Background: Mitochondria contribute to oxidative stress, a phenomenon implicated in ovarian carcinogenesis. We hypothesized that inherited variants in mitochondrial-related genes influence epithelial ovarian cancer (EOC) susceptibility. Methods: Through a multicenter study of 1,815 Caucasian EOC cases and 1,900 controls, we investigated associations between EOC risk and 128 single nucleotide polymorphisms (SNPs) from 22 genes/regions within the mitochondrial genome (mtDNA) and 2,839 nuclear-encoded SNPs localized to 138 genes involved in mitochondrial biogenesis (BIO, n = 35), steroid hormone metabolism (HOR, n = 13), and oxidative phosphorylation (OXP, n = 90) pathways. Unconditional logistic regression was used to estimate OR and 95% CI between genotype and case status. Overall significance of each gene and pathway was evaluated by using Fisher's method to combine SNP-level evidence. At the SNP level, we investigated whether lifetime ovulation, hormone replacement therapy (HRT), and cigarette smoking were confounders or modifiers of associations.
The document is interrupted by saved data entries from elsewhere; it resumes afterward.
PR #4184, opened 2020-01-27
Redirect to non-AMP version when making non-singular AMP request; prevent using Reader mode template for Stories

westonruter:
## Summary

This PR fixes three issues with how Reader mode is served:

1. Reader mode only supports rendering AMP pages for the singular template. When attempting to access the AMP version for a non-singular template, the AMP plugin needs to redirect to the non-AMP URL. This was not the case in v1.4, where the `?amp` query parameter was just ignored. This was not good because if a site switched from Transitional mode to Reader mode, then the AMP URLs for non-singular templates would start serving back non-AMP pages. The AMP plugin should redirect to the non-AMP version to make it clear that an AMP page is not being served, either to inform search crawlers who may have indexed an AMP version or for users who are manually trying to access the AMP URL.
2. In 1.5-alpha after #3781, the above issue is more problematic because the lack of a redirect is resulting in a non-singular template being routed into the `single.php` Reader template. For example, if doing a search for “Sticky” with the URL`/?s=sticky` and you add the `amp` query var to go to `/?s=sticky&amp`, currently in `develop` the AMP plugin will try to render the `WP_Query` onto the `single.php` template, resulting in just the first post in the query being rendered. This is wrong! In this case we need to redirect to the non-AMP version in Reader mode when AMP is not available.
3. Lastly, when Reader mode was active, accessing a story permalink was resulting in the Reader template being used as opposed to the proper story template.

## Testing Instructions

Non-singular templates:

1. Enable Reader mode.
1. Try viewing the AMP version of a non-singular template, e.g. `/category/uncategorized/?amp`.
1. PASS: User is redirected to `/category/uncategorized/`; FAIL: Reader mode template renders the most recent post in the category.

Story template:

1. Enable the Stories experience and create a story.
1. View a single story.
1. PASS: Story renders as expected. FAIL: Reader mode template is unexpectedly used to render a story.

## Checklist

### DIFF
--- a/includes/class-amp-theme-support.php
+++ b/includes/class-amp-theme-support.php
@@ -410,7 +410,12 @@ class AMP_Theme_Support {
 			add_filter( 'template_include', [ __CLASS__, 'serve_paired_browsing_experience' ] );
 		}
 
-		if ( ! is_amp_endpoint() ) {
+		if ( self::READER_MODE_SLUG === self::get_support_mode() && ! is_singular() && false !== get_query_var( amp_get_slug(), false ) ) {
+			// Reader mode only supports the singular template (for now) so redirect non-singular queries in reader mode to non-AMP version.
+			// A temporary redirect is used for admin users to allow them to see changes between reader mode and transitional modes.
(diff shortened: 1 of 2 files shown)


kienstra:
Hi @westonruter, sorry for the delay. I'll review this today.

csossi:
Verified in QA

PR #4193, opened 2020-01-29
Convert `head[profile]` attribute to `link[rel=profile]`

### LINKED ISSUE #4131: Automatically convert head[profile] to head > link[rel=profile]
## Feature description

When doing an analysis of themes on WordPress, I got a `DISALLOWED_ATTR` validation error for the `profile` attribute on the `head` element, such as code in :

```html
<head profile="http://gmpg.org/xfn/11">
```

The `profile` attribute on the `head` element is part of HTML4 but not HTML5. 

The W3 validator provides this advice:

image

According to [this SO answer](https://stackoverflow.com/a/14002644), the right way to represent this in HTML5 is:

```html
<head>
    <!-- … -->
    <link rel="profile" href="http://gmpg.org/xfn/11">
```

This should perhaps be done as part of the normalization done in the `Document` class (appending the `link` element to the end of the `head`). It could also be done in a separate sanitizer, though that may be overkill. Since the `Document` class is normalizing to HTML5, I think it makes sense to let the class handle the `profile` transformation.

---------------

## Acceptance criteria

* 

## Implementation brief

* 

## QA testing instructions

* 

## Demo

* 

## Changelog entry

*

kienstra:
## Summary
Like Weston mentioned, `head[profile]` is invalid, so this converts it to a `link[rel=profile]`.

To test this, I made this change in Twenty Twenty:

```diff
diff --git a/header.php b/header.php
index d66d08f..99b02e0 100644
--- a/header.php
+++ b/header.php
@@ -13,13 +13,11 @@
 
 <html class="no-js" <?php language_attributes(); ?>>
 
-       <head>
+       <head profile="https://example-profile.com">
 
                <meta charset="<?php bloginfo( 'charset' ); ?>">
                <meta name="viewport" content="width=device-width, initial-scale=1.0" >
 
-               <link rel="profile" href="https://gmpg.org/xfn/11">
-
                <?php wp_head(); ?>
 
        </head>
```

...and with this PR, the `head[profile]` is stripped and moved to a new `head > link[rel=profile]`:

rel-profile

In the unlikely case that there's already a `head > link[rel=profile]`, this doesn't create a new one. It simply strips the `head[profile]` if it exists.

Fixes #4131

## Checklist

### DIFF
--- a/src/Dom/Document.php
+++ b/src/Dom/Document.php
@@ -541,17 +541,22 @@ final class Document extends DOMDocument {
 	 * Converts a possible head[profile] attribute to link[rel=profile].
 	 *
 	 * The head[profile] attribute is only valid in HTML4, not HTML5.
-	 * So if it exists, add it to the <head> as a link[rel=profile] and strip the attribute.a -
+	 * So if it exists and isn't empty, add it to the <head> as a link[rel=profile] and strip the attribute.
 	 */
 	private function convert_head_profile_to_link() {
+		if ( ! $this->head->hasAttribute( 'profile' ) ) {
+			return;
+		}
+
 		$profile = $this->head->getAttribute( 'profile' );
 		if ( $profile ) {
 			$link = $this->createElement( 'link' );
 			$link->setAttribute( 'rel', 'profile' );
 			$link->setAttribute( 'href', $profile );
 			$this->head->appendChild( $link );
-			$this->head->removeAttribute( 'profile' );
 		}
+
+		$this->head->removeAttribute( 'profile' );
 	}
 
 	/**
--- a/src/Dom/Document.php
+++ b/src/Dom/Document.php
@@ -359,6 +359,7 @@ final class Document extends DOMDocument {
 			$this->deduplicate_tag( self::TAG_HEAD );
 			$this->deduplicate_tag( self::TAG_BODY );
 			$this->move_invalid_head_nodes_to_body();
+			$this->convert_head_profile_to_link();
 		}
 
 		return $success;
@@ -533,6 +534,23 @@ final class Document extends DOMDocument {
 				$this->body->insertBefore( $this->head->removeChild( $node ), $this->body->firstChild );
 			}
 			$node = $next_sibling;
+		}
+	}
+
+	/**
+	 * Converts a possible head[profile] attribute to link[rel=profile].
+	 *
+	 * The head[profile] attribute is only valid in HTML4, not HTML5.
+	 * So if it exists, add it to the <head> as a link[rel=profile] and strip the attribute.
+	 */
+	private function convert_head_profile_to_link() {
+		$profile = $this->head->getAttribute( 'profile' );
+		if ( $profile ) {
+			$link = $this->createElement( 'link' );
+			$link->setAttribute( 'rel', 'profile' );
+			$link->setAttribute( 'href', $profile );
+			$this->head->appendChild( $link );
+			$this->head->removeAttribute( 'profile' );
 		}
 	}
 
--- a/src/Dom/Document.php
+++ b/src/Dom/Document.php
@@ -541,17 +541,29 @@ final class Document extends DOMDocument {
 	 * Converts a possible head[profile] attribute to link[rel=profile].
 	 *
 	 * The head[profile] attribute is only valid in HTML4, not HTML5.
-	 * So if it exists, add it to the <head> as a link[rel=profile] and strip the attribute.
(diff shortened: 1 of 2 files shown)


kienstra:
@todo: consider a case where there is both a `head[profile]` and a `link[profile]`. For example, [Twenty Twenty has](https://github.com/WordPress/twentytwenty/blob/6d0a5240af108d02f58ec797fd49b32458a4c698/header.php#L21) a `link[profile]`, though it doesn't have a `head[profile]`.

src/Dom/Document.php
```diff
@@ -536,6 +537,35 @@ private function move_invalid_head_nodes_to_body() {
...
 
+	/**
+	 * Converts a possible head[profile] attribute to link[rel=profile].
+	 *
+	 * The head[profile] attribute is only valid in HTML4, not HTML5.
+	 * So if it exists and there's no link[rel=profile], add it to the <head> as a link[rel=profile].
+	 */
+	private function convert_head_profile_to_link() {
+		$profile = $this->head->getAttribute( 'profile' );
+		if ( ! $profile ) {
```
westonruter: This should handle the case of someone putting `profile=""` perhaps, so:

```suggestion
		if ( ! $this->head->hasAttribute( 'profile' ) ) {
```

src/Dom/Document.php
```diff
@@ -536,6 +537,35 @@ private function move_invalid_head_nodes_to_body() {
...
+		}
+
+		// If there's already a head > link[rel=profile], don't create another.
+		$links = $this->head->getElementsByTagName( 'link' );
+		foreach ( $links as $link ) {
+			if ( 'profile' === $link->getAttribute( 'rel' ) ) {
+				$this->head->removeAttribute( 'profile' );
+				return;
+			}
+		}
```
westonruter: I don't think this is necessary. It's not a problem to have another, is it?

kienstra: Yeah, good point. According to the [w3.org validator](https://validator.w3.org/), it's still valid HTML if there are 2 `link[rel=profile]` tags:

valid-html

kienstra: Reverted in https://github.com/ampproject/amp-wp/pull/4193/commits/2294c6e9412683aba413ca9e1286776add32b9e6

src/Dom/Document.php
```diff
@@ -536,6 +537,23 @@ private function move_invalid_head_nodes_to_body() {
...
+	 */
+	private function convert_head_profile_to_link() {
+		$profile = $this->head->getAttribute( 'profile' );
+		if ( $profile ) {
+			$link = $this->createElement( 'link' );
+			$link->setAttribute( 'rel', 'profile' );
+			$link->setAttribute( 'href', $profile );
+			$this->head->appendChild( $link );
+			$this->head->removeAttribute( 'profile' );
+		}
```
westonruter: Only thing left is to make sure that a falsy `profile` attribute is removed, so like:

```php
if ( ! $this->head->hasAttribute( 'profile' ) ) {
	return;
}

$profile = $this->head->getAttribute( 'profile' );
if ( $profile ) {
	$link = $this->createElement( 'link' );
	$link->setAttribute( 'rel', 'profile' );
	$link->setAttribute( 'href', $profile );
	$this->head->appendChild( $link );
}

$this->head->removeAttribute( 'profile' );
```

src/Dom/Document.php
kienstra: If `<head profile="">`, do you think we should strip the `profile` but not create a `<link re="profile">` ?

kienstra: Sorry, you just answered that in https://github.com/ampproject/amp-wp/pull/4193#discussion_r372636143

src/Dom/Document.php
kienstra: Sounds good, that's applied in https://github.com/ampproject/amp-wp/pull/4193/commits/6ebae07a5a2f804b73eb465120e41f06259ec2bd

src/Dom/Document.php
kienstra: Applied in https://github.com/ampproject/amp-wp/pull/4193/commits/6ebae07a5a2f804b73eb465120e41f06259ec2bd

westonruter:
> consider a case where there is both a `head[profile]` and a `link[profile]`. For example, [Twenty Twenty has](https://github.com/WordPress/twentytwenty/blob/6d0a5240af108d02f58ec797fd49b32458a4c698/header.php#L21) a `link[profile]`, though it doesn't have a `head[profile]`.

Nice. I didn't notice that Twenty Twenty had this. Added validation that the normalization here is the right approach.

PR #4194, opened 2020-01-29
Conditionally remove html[xmlns], convert html[xml:lang] to html[lang]

### LINKED ISSUE #4132: Normalize html[xmlns] and html[xml:lang] attributes
## Feature description

When doing an analysis of WordPress themes, I got validation errors being reported for these attributes:

* `html@xml:lang`
* `html@xmlns`

These are included in many WordPress themes because WordPress to strive to be valid XHTML. WordPress has since moved to HTML5, and HTML5 [specifies](https://html.spec.whatwg.org/multipage/infrastructure.html#xml) that the `http://www.w3.org/1999/xhtml` namespace is implied.

Since the `Document` class normalizes HTML documents as HTML5 with the HTML5 doctype, I think it makes sense to also have `Document::loadHTML()` automatically normalize these attributes.

We should consider normalizing `xml:lang` to just `lang`, or removing `xml:lang` if the `lang` attribute is already there. The `xmlns` attribute here is redundant and unnecessary; it can simply be removed.

So given:

```html
<html xmlns="http://www.w3.org/1999/xhtml" xml:lang="en" lang="en">
```

Should be normalized to just:

```html
<html lang="en">
```

---------------

## Acceptance criteria

* 

## Implementation brief

* 

## QA testing instructions

* 

## Demo

* 

## Changelog entry

*

kienstra:
## Summary
* If http://www.w3.org/1999/xhtml === `html[xmlns]`, this strips the attribute
* If theres an `html[xml:lang]` but not `html[lang]`, it moves the `html[xml:lang]` value to `html[lang]`
* This strips the `html[xml:lang]` attribute if it exists, no matter its value

For example, with this change to Twenty Twenty:
```diff
diff --git a/header.php b/header.php
index d66d08f..f65eb8d 100644
--- a/header.php
+++ b/header.php
@@ -11,7 +11,7 @@
 
 ?><!DOCTYPE html>
 
-<html class="no-js" <?php language_attributes(); ?>>
+<html class="no-js" xmlns="http://www.w3.org/1999/xhtml" xml:lang="es">
```

...the `html[xmlns]` is stripped, and the `html[xml:lang]` is moved to `html[lang]`:

xml-lang-converted

Fixes #4132 

## Checklist

### DIFF
--- a/src/Dom/Document.php
+++ b/src/Dom/Document.php
@@ -1029,7 +1029,7 @@ final class Document extends DOMDocument {
 	 * Conditionally removes html[xmlns], and converts html[xml:lang] to html[lang].
 	 */
 	private function normalize_html_attributes() {
-		$html = $this->getElementsByTagName( 'html' )->item( 0 );
+		$html = $this->documentElement;
 		if ( ! $html->hasAttributes()  ) {
 			return;
 		}
--- a/src/Dom/Document.php
+++ b/src/Dom/Document.php
@@ -1030,7 +1030,7 @@ final class Document extends DOMDocument {
 	 */
 	private function normalize_html_attributes() {
 		$html = $this->documentElement;
-		if ( ! $html->hasAttributes()  ) {
+		if ( ! $html->hasAttributes() ) {
 			return;
 		}
 
--- a/src/Dom/Document.php
+++ b/src/Dom/Document.php
@@ -1034,9 +1034,8 @@ final class Document extends DOMDocument {
 			return;
 		}
 
-		$xmlns                = $html->attributes->getNamedItem( 'xmlns' );
-		$xmlns_value_to_strip = 'http://www.w3.org/1999/xhtml';
-		if ( $xmlns && $xmlns_value_to_strip === $xmlns->nodeValue ) {
+		$xmlns = $html->attributes->getNamedItem( 'xmlns' );
+		if ( $xmlns && 'http://www.w3.org/1999/xhtml' === $xmlns->nodeValue ) {
 			$html->removeAttributeNode( $xmlns );
 		}
 
--- a/src/Dom/Document.php
+++ b/src/Dom/Document.php
@@ -340,6 +340,8 @@ final class Document extends DOMDocument {
 		libxml_use_internal_errors( $libxml_previous_state );
 
 		if ( $success ) {
+			$this->normalize_html_attributes();
+
 			// Remove http-equiv charset again.
 			$meta = $this->head->firstChild;
 			if (
@@ -1019,6 +1021,33 @@ final class Document extends DOMDocument {
 		}
 
 		return preg_replace( self::HTML_RESTORE_DOCTYPE_PATTERN, '\1!\3\4>', $html, 1 );
+	}
+
+	/**
+	 * Normalizes HTML attributes to be HTML5 compatible.
+	 *
+	 * Conditionally removes html[xmlns], and converts html[xml:lang] to html[lang].
+	 */
+	private function normalize_html_attributes() {
+		$html = $this->getElementsByTagName( 'html' )->item( 0 );
+		if ( ! $html->attributes ) {
+			return;
+		}
+
+		$xmlns                = $html->attributes->getNamedItem( 'xmlns' );
+		$xmlns_value_to_strip = 'http://www.w3.org/1999/xhtml';
+		if ( $xmlns && $xmlns_value_to_strip === $xmlns->nodeValue ) {
+			$html->removeAttributeNode( $xmlns );
+		}
+
+		$xml_lang = $html->attributes->getNamedItem( 'xml:lang' );
+		if ( $xml_lang ) {
+			if ( ! $html->attributes->getNamedItem( 'lang' ) && $xml_lang->nodeValue ) {
+				// Move the html[xml:lang] value to html[lang].
+				$html->setAttribute( 'lang', $xml_lang->nodeValue );
+			}
+			$html->removeAttributeNode( $xml_lang );
+		}
 	}
 
 	/**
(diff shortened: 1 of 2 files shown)


src/Dom/Document.php
```diff
@@ -1021,6 +1023,33 @@ private function restore_doctype_node( $html ) {
...
+	 *
+	 * Conditionally removes html[xmlns], and converts html[xml:lang] to html[lang].
+	 */
+	private function normalize_html_attributes() {
+		$html = $this->getElementsByTagName( 'html' )->item( 0 );
+		if ( ! $html->attributes ) {
+			return;
+		}
+
+		$xmlns                = $html->attributes->getNamedItem( 'xmlns' );
```
kienstra: It'd probably be better to do something like `$xmlns = $html->getAttribute( 'xmlns' )`.

But for some reason, `$html->getAttribute( 'xmlns' )` returned `""`, even when `$html->attributes->getNamedItem( 'xmlns' )` returned a `DOMAttr`.

src/Dom/Document.php
```diff
@@ -1021,6 +1023,33 @@ private function restore_doctype_node( $html ) {
...
+		$xmlns_value_to_strip = 'http://www.w3.org/1999/xhtml';
+		if ( $xmlns && $xmlns_value_to_strip === $xmlns->nodeValue ) {
+			$html->removeAttributeNode( $xmlns );
+		}
+
+		$xml_lang = $html->attributes->getNamedItem( 'xml:lang' );
+		if ( $xml_lang ) {
+			if ( ! $html->attributes->getNamedItem( 'lang' ) && $xml_lang->nodeValue ) {
+				// Move the html[xml:lang] value to html[lang].
+				$html->setAttribute( 'lang', $xml_lang->nodeValue );
```
kienstra: @todo: handle case of `lang=""`.

If `<head xml:lang="es" lang="">`, this will produce `<head lang="">`. 

Currently, it won't copy the `xml:lang` value to `lang` if `lang=""`.

kienstra: Applied in https://github.com/ampproject/amp-wp/pull/4194/commits/93d96f4a9e92e021597ecae524bf9d476f84f552

src/Dom/Document.php
```diff
@@ -1021,6 +1023,34 @@ private function restore_doctype_node( $html ) {
 		return preg_replace( self::HTML_RESTORE_DOCTYPE_PATTERN, '\1!\3\4>', $html, 1 );
 	}
 
+	/**
+	 * Normalizes HTML attributes to be HTML5 compatible.
+	 *
+	 * Conditionally removes html[xmlns], and converts html[xml:lang] to html[lang].
+	 */
+	private function normalize_html_attributes() {
+		$html = $this->getElementsByTagName( 'html' )->item( 0 );
```
westonruter:
```suggestion
		$html = $this->documentElement;
```

src/Dom/Document.php
```diff
@@ -1021,6 +1023,34 @@ private function restore_doctype_node( $html ) {
...
+		if ( ! $html->hasAttributes()  ) {
+			return;
+		}
+
+		$xmlns                = $html->attributes->getNamedItem( 'xmlns' );
+		$xmlns_value_to_strip = 'http://www.w3.org/1999/xhtml';
+		if ( $xmlns && $xmlns_value_to_strip === $xmlns->nodeValue ) {
+			$html->removeAttributeNode( $xmlns );
+		}
```
westonruter: Since the variable is only used once, might as well remove `$xmlns_value_to_strip` and just use the string literal:

```php
		if ( $xmlns && 'http://www.w3.org/1999/xhtml' === $xmlns->nodeValue ) {
```

src/Dom/Document.php
```diff
@@ -1021,6 +1023,34 @@ private function restore_doctype_node( $html ) {
...
+
+		$xml_lang = $html->attributes->getNamedItem( 'xml:lang' );
```
westonruter: Have you considered [`hasAttributeNS`](https://www.php.net/manual/en/domelement.hasattributens.php) or [`getAttributeNS`](https://www.php.net/manual/en/domelement.getattributens.php)? 

It seems these don't work either. I would have thought at least that this would work: 

```php
$dom->documentElement->getAttributeNodeNS( 'http://www.w3.org/XML/1998/namespace', 'lang' );
```

But it doesn't. Perhaps it's due to `loadHTML` and that the document is not XML in the first place.

Using `$dom->documentElement->attributes->getNamedItem( 'xml:lang' )` works in all PHP versions 5+. So seems like a good one to use.

src/Dom/Document.php
westonruter: Yeah, I'm not sure. I can see that `$html->attributes->getNamedItem( 'xmlns' )` works across all PHP versions. I don't have a better option.

src/Dom/Document.php
kienstra: Nice, thanks for looking at this.

src/Dom/Document.php
kienstra: Yeah, that probably makes sense to remove the variable declaration.

src/Dom/Document.php
kienstra: Ah, good point. I didn't think about that.

kienstra:
I'l make the remaining changes soon, maybe in 30 minutes to an hour.

src/Dom/Document.php
kienstra: Applied in https://github.com/ampproject/amp-wp/pull/4194/commits/096cf7b880794ac352e9b0235a1eeb46a802f144

src/Dom/Document.php
kienstra: Committed in https://github.com/ampproject/amp-wp/pull/4194/commits/7aaf8fd016967e130c9564bdeed9f0c9aee944f7

kienstra:
The outstanding feedback should be addressed now, unless I misunderstood something.

westonruter:
Changes look good. Note that it is difficult to test this because without #4190 the validation errors do not show up in the Validated URL screen.

kienstra:
Ah, good point. Thanks for reviewing this.

Issue #2169, opened 2019-04-22
Suggestion: display CSS sizes in Compatibility Tool (move manifest)


kienstra:
@billerickson had a good suggestion, that it would be useful to display the CSS sizes in the Compatibility Tool. 

It would help developers see how close they are to the limit.

This could include the total CSS size for all files, the size of each file or `<style>` element, and the source of each.

It might be similar to the comment printed above the `<style amp-custom>`. For example, in https://make.xwp.co/?amp:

Results: Interindividual variation involving BIO was most strongly associated with EOC risk (empirical P = 0.050), especially for NRF1, MTERF, PPARGC1A, ESRRA, and CAMK2D. Several SNP-level associations strengthened after adjustment for nongenetic factors, particularly for MTERF. Statistical interactions with cigarette smoking and HRT use were observed with MTERF and CAMK2D SNPs, respectively. Overall variation within mtDNA, HOR, and OXP was not statistically significant (empirical P > 0.10). Conclusion: We provide novel evidence to suggest that variants in mitochondrial biogenesis genes may influence EOC susceptibility. Impact: A deeper understanding of the complex mechanisms implicated in mitochondrial biogenesis and oxidative stress may aid in developing strategies to reduce morbidity and mortality from EOC.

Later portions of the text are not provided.